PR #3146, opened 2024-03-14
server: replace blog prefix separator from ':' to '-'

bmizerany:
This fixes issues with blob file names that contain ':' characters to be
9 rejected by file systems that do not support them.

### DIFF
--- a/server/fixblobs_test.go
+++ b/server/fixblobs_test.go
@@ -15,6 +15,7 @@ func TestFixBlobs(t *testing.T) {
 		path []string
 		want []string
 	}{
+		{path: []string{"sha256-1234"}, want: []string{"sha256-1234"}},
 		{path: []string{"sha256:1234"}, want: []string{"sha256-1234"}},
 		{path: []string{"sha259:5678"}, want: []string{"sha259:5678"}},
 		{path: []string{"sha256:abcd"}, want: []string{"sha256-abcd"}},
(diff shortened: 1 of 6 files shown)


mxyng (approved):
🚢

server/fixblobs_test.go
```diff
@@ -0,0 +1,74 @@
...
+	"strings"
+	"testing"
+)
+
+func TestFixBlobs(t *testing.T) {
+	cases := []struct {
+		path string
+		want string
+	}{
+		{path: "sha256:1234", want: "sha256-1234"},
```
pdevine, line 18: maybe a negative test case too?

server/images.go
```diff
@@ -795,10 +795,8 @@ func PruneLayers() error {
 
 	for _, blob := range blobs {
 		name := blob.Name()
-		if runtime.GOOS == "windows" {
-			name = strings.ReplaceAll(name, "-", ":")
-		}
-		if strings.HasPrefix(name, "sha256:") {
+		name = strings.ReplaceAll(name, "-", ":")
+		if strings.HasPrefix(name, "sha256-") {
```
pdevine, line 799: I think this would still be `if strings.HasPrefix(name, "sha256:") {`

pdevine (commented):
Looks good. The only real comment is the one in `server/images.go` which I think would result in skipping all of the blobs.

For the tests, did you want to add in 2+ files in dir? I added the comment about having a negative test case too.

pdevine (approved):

━━━

WHAT IS EXPECTED: Wherever the string "think" occurs in the records above, copy that line.

EXERCISE RESULT:
pdevine, line 799: I think this would still be `if strings.HasPrefix(name, "sha256:") {`
Looks good. The only real comment is the one in `server/images.go` which I think would result in skipping all of the blobs.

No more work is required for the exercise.